● ASSIGNED TASK
Transcribe the listing below only from the line with "We should probably" up to and including the line with "o We can also".

● MATERIAL TO PROCESS
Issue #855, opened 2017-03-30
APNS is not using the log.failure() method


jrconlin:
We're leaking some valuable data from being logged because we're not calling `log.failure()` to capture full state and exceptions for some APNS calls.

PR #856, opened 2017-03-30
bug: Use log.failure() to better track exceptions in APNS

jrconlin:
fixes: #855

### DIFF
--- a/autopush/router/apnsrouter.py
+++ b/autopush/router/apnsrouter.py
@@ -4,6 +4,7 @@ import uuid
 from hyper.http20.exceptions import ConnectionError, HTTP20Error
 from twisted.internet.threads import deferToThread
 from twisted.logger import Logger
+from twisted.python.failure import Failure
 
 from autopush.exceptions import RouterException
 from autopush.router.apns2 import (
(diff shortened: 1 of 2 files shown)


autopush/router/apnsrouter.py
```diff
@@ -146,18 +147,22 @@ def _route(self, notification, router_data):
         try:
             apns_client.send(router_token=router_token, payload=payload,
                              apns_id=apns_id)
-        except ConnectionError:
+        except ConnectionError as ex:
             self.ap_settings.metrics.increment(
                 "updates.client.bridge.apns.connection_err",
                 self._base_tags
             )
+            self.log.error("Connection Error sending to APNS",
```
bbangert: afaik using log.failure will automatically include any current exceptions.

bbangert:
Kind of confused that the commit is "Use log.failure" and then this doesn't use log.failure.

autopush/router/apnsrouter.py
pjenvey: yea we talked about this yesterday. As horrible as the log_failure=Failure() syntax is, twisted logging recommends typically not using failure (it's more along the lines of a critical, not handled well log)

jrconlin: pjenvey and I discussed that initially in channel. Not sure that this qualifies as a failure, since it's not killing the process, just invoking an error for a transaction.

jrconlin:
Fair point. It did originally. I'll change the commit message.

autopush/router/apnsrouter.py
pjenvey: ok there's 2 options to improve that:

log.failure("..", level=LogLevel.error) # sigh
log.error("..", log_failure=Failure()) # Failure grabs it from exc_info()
==
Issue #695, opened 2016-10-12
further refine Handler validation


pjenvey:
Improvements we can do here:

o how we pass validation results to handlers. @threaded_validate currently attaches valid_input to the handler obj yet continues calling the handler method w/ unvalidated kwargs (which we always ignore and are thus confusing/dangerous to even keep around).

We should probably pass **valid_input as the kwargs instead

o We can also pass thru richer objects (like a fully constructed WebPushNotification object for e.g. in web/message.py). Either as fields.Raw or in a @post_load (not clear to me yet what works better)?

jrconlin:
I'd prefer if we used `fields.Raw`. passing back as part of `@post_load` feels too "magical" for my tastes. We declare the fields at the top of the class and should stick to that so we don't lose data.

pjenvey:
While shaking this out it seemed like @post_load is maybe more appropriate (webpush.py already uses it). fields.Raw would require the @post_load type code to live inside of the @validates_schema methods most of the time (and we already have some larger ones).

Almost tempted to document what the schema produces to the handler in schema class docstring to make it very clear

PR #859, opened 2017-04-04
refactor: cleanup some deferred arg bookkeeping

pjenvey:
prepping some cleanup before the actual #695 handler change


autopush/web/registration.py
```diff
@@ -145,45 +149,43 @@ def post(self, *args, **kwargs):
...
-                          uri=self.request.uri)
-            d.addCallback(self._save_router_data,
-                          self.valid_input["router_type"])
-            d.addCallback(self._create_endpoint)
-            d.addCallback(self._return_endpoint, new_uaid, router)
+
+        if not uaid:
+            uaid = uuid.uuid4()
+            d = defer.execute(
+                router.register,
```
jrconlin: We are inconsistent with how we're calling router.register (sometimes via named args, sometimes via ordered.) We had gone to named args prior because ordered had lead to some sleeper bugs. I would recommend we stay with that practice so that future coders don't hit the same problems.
==
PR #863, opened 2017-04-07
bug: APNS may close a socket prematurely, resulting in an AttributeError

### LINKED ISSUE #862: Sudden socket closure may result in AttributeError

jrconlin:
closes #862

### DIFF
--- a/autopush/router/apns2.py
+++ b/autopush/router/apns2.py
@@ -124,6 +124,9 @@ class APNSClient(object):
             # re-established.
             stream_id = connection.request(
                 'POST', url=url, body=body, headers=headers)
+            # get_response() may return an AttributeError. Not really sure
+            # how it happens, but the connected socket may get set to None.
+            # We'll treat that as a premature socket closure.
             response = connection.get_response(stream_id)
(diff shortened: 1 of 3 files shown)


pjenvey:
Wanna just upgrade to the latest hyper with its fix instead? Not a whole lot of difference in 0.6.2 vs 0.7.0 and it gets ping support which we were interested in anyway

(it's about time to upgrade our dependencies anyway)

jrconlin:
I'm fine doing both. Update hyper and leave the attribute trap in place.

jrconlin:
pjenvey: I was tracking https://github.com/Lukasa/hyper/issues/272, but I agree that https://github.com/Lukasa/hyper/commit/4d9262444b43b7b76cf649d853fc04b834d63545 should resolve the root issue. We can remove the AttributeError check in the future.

● OUTPUT FOR THIS TASK
We should probably pass **valid_input as the kwargs instead

o We can also pass thru richer objects (like a fully constructed WebPushNotification object for e.g. in web/message.py). Either as fields.Raw or in a @post_load (not clear to me yet what works better)?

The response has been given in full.